Гейл старалась не показывать, как его слова взволновали ее. Ей было тяжело, сердце бешено колотилось.
– Тогда, я думаю, вряд ли что-либо изменилось бы? Не так ли?
Он кивнул. Их глаза встретились, потом Гейл, которая уже не могла выдержать его взгляд, не прощаясь, отвернулась от него и зашагала прочь.
На пути к поезду она с трудом пробиралась сквозь толпу, которая волной вынесла ее прямо к вагону. Она даже не оглянулась. Ей невыносимо было смотреть, как он стоит в одиночестве.
Только одна мысль не давала ей покоя. Он не сказал, что не любит ее, а только что не собирается просить ее остаться. Это не одно и то же.
Билл провожал долгим взглядом последний вагон поезда до тех пор, пока тот совсем не скрылся за горизонтом. Его грудь щемило, внутри все заныло, к глазам подступали слезы. Что случилось с ним, если он, мужественный Билл, готов был заплакать от отчаяния? Гейл уехала. Он позволил ей уехать. И она скорее всего никогда не вернется. Если бы только она придумала какую-нибудь причину, чтобы он попросил ее остаться, он бы рискнул.

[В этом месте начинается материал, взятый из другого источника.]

PR #13963, opened 2024-08-22
Cluster: Enforce member name cannot be `none`

roosterfish:
In https://github.com/canonical/lxd/pull/13957#discussion_r1726718542 we found that currently `none` is a valid LXD cluster member name.

This collides with the internally used concept which identifies if LXD is clustered or not by setting it's internal `ServerName` to `none` or it's actual cluster name.

The PR ensures that a LXD cluster member's name cannot be `none` as well as blocking the creation of join tokens with name `none`.


tomponline (approved):
Good spotting!

Issue #13553, opened 2024-06-05
Networks of type physical managed do not expose state


edlerd:
# Required information

 * Distribution: snap
 * Distribution version: 5.21

# Issue description

The `GET 1.0/networks/:name/state` endpoint returns 404 if the network is a managed physical network.

# Steps to reproduce

 1. Create a physical managed network `lxc network create foo --type physical parent=wlp0s20f3`
 2. Fetch the network state `lxc network info foo`
 3. `Error: Network interface "foo" not found` is returned because  `GET 1.0/networks/foo/state` returns 404. I would expect it to return something.

tomponline:
Whilst I agree this is a bug, I am not entirely sure what we should return here for this endpoint.

The problem is that for `physical` networks, the parent interface can disappear from the host if used by an `physical` NIC, and so most of the info will not be retrievable, or worse only retrievable when the instance isn't running (and the parent interface has been released back to the host).

But when the physical parent is being used as an OVN uplink it might be quite useful to see the counters of data flowing through it.

@edlerd would it be acceptable to sometimes return 404 on this endpoint if the parent interface is missing, either because its not been configured on the host or if its passed into a running instance?

PR #13965, opened 2024-08-22
lxd: Provide state for physical managed networks

boltmark:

Но она не сделала этого. А теперь у него не хватило духу принять окончательное решение. Он ничего не мог с собой поделать.
Билл привязал поводья коня к седлу и резко повернул к горам. Если бы он захотел, то потратил бы два дня на дорогу или три, если бы решил не торопиться. Сейчас возвращение на ранчо не было столь важно. Он не кривил душой, когда говорил Гейл, что ему незачем торопиться домой. Он не мог вспомнить, зачем он говорил об этом, но это было не важно. Вообще все было не важно. Он даже не сожалел, что у него не хватило решимости попросить ее остаться. Нет, для них обоих было лучше оставить все как есть. Чувствуя себя подавленным и одиноким, он отправился назад, в родные горы.
Глава 10
В стотысячный раз Гейл смотрела на газету, лежащую на коленях, и пыталась прочесть первую страницу, и в стотысячный раз ее голова отказывалась воспринимать прочитанное.
Шелби тронула ее за плечо:
– Кофе?
Гейл покачала головой:
– Нет, я вылечу отсюда, если выпью еще.
– Тогда как насчет тостов? Ты плохо выглядишь. Может быть, тебе следует поесть что-нибудь, чем пить столько кофе?
Гейл знала, что она, возможно, права, но, казалось, только кофе помогал ей вставать все эти дни. Впервые за восемь лет она с трудом поднималась с постели и отправлялась в школу. Как она была благодарна Шелби. Ее подруга почти вытащила ее из депрессии.
Шелби героически переносила свои неприятности и находила утешение в работе.
Глаза у Гейл постоянно были на мокром месте.
– Лучше собирайся, мы можем опять опоздать. Ты знаешь, что Лин Харпер любит докладывать администрации, когда кто-нибудь опаздывает.
Гейл поднялась и швырнула непрочитанную газету. Да, она знала.
– Пусть Лин Харпер идет на пенсию, – проговорила она. – Дай мне десять минут.
– Конечно. Но не больше того, слышишь?
Шелби побежала наверх, в то время как Гейл отправилась в спальню. Она не знала, почему у нее не было сил. С тех пор, как они вернулись из Колорадо, ей стало тяжело вставать. Шелби не уставала повторять, что ни один мужчина не стоит ее переживаний.
Она быстро оделась и немного подкрасилась. У входной двери она встретилась с Шелби.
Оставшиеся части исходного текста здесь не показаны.